Lesson 2: Categories of Machine Learning
Objectives
- Learn about the main categories of machine learning: Supervised and Unsupervised Learning.
- Understand the difference between Classification and Regression.
- Know what Clustering is used for.
Concept(s)
In the last lesson, we learned some of the basic vocabulary of machine learning. Now, let’s talk about the different types of problems that machine learning can solve. There are three main categories of machine learning: Supervised Learning, Unsupervised Learning, and Reinforcement Learning. In this course, we’ll be focusing on the two most common categories: Supervised and Unsupervised Learning.
Classification and Regression fall under Supervised Learning, while Clustering is a type of Unsupervised Learning.
Supervised Learning
Supervised learning is when we have labeled data. This means that we know the “right answer” for each piece of data. We use this labeled data to train our model. The goal of supervised learning is to create a model that can predict the label for new, unseen data.
There are two main types of supervised learning problems: classification and regression.
Classification
Classification is when we want to predict a category. The label is a discrete value, meaning it can only be one of a few different things.
Here are some examples of classification problems:
- Is this email spam or not spam? (The categories are “spam” and “not spam”)
- Is this a picture of a cat or a dog? (The categories are “cat” and “dog”)
- What is the weather going to be like tomorrow? (The categories could be “sunny”, “cloudy”, “rainy”, or “snowy”)
In these examples, we are trying to classify the data into one of a few different categories.
Regression
Regression is when we want to predict a continuous value. This means that the label can be any number within a range.
Here are some examples of regression problems:
- How much will this house sell for? (The price could be any number)
- What will the temperature be tomorrow? (The temperature could be any number)
- How many points will this basketball player score in their next game? (The number of points could be any number)
In these examples, we are trying to predict a specific number, not a category.
Unsupervised Learning
Unsupervised learning is when we have unlabeled data. This means that we don’t know the “right answer” for each piece of data. The goal of unsupervised learning is to find patterns and structure in the data on its own.
Clustering
Clustering is a type of unsupervised learning where we try to group similar data points together. The goal is to create clusters of data where the data points in each cluster are similar to each other, and different from the data points in other clusters.

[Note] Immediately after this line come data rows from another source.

PR #588, opened 2017-08-19
Return 404 for non-existing paths in `TemplateServlet` when running from .war

tom-mi:
When `TemplateServlet` was used in application servers that don't unpack a war (i.e. when the real path of resources could not be retrieved), an internal server error was returned upon trying to retrieve a non-existing template file. I had this problem on payara micro.
With this fix, a 404 is returned instead.
When running from a unpacked war, this had already worked before.


jwagenleitner:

Here are some examples of clustering problems:
- Grouping customers into different segments based on their purchasing behavior.
- Grouping similar news articles together.
- Grouping similar songs together to create a playlist.
In these examples, we are not trying to predict a label. We are trying to find the natural groupings in the data.
Practice
For each of the following scenarios, decide if it is a Classification, Regression, or Clustering problem.
- Predicting if a stock price will go up or down.
- Grouping photos of animals into different species.
- Predicting the exact height of a tree.
- Sorting movies into genres like “comedy”, “drama”, and “action”.
…
Answers:
- Classification (the categories are “up” and “down”).
- Clustering (grouping similar items without pre-defined labels).
- Regression (predicting a continuous value).
- Classification (the categories are the genres).
Summary
In this lesson, we explored the main categories of machine learning. We learned that Supervised Learning uses labeled data for tasks like Classification (predicting categories) and Regression (predicting numbers). We also learned that Unsupervised Learning finds patterns in unlabeled data, with Clustering being a key example where similar data points are grouped together.